══ Supplied entries
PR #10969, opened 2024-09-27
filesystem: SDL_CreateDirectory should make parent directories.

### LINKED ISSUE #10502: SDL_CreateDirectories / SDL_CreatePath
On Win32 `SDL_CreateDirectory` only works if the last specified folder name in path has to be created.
════
══ Supplied entries
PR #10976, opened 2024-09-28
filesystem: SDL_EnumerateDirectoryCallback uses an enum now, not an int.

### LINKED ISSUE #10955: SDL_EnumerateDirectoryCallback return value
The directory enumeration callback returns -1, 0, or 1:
════
══ Supplied entries
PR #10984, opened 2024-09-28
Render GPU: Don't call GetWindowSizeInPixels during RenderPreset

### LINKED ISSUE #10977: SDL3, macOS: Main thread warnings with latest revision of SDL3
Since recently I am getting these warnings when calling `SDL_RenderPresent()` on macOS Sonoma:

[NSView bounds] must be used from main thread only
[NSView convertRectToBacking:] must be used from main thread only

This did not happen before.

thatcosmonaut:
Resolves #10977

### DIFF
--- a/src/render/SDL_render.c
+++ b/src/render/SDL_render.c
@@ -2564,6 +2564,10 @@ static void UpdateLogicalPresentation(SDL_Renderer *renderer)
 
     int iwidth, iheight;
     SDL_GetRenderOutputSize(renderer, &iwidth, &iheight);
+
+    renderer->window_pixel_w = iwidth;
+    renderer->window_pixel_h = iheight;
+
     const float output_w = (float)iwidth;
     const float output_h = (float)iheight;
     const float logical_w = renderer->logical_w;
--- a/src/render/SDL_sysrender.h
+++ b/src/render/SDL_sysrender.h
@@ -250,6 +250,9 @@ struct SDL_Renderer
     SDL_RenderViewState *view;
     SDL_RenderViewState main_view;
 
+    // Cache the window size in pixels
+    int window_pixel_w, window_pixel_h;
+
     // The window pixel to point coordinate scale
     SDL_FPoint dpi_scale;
════
→ Work order: Set down precisely the lines above between the line holding "PR #10969, opened 2024-09-27" and the line holding "to be created.", inclusive, and nothing beyond them.

→ Exercise answer:
PR #10969, opened 2024-09-27
filesystem: SDL_CreateDirectory should make parent directories.

### LINKED ISSUE #10502: SDL_CreateDirectories / SDL_CreatePath
On Win32 `SDL_CreateDirectory` only works if the last specified folder name in path has to be created.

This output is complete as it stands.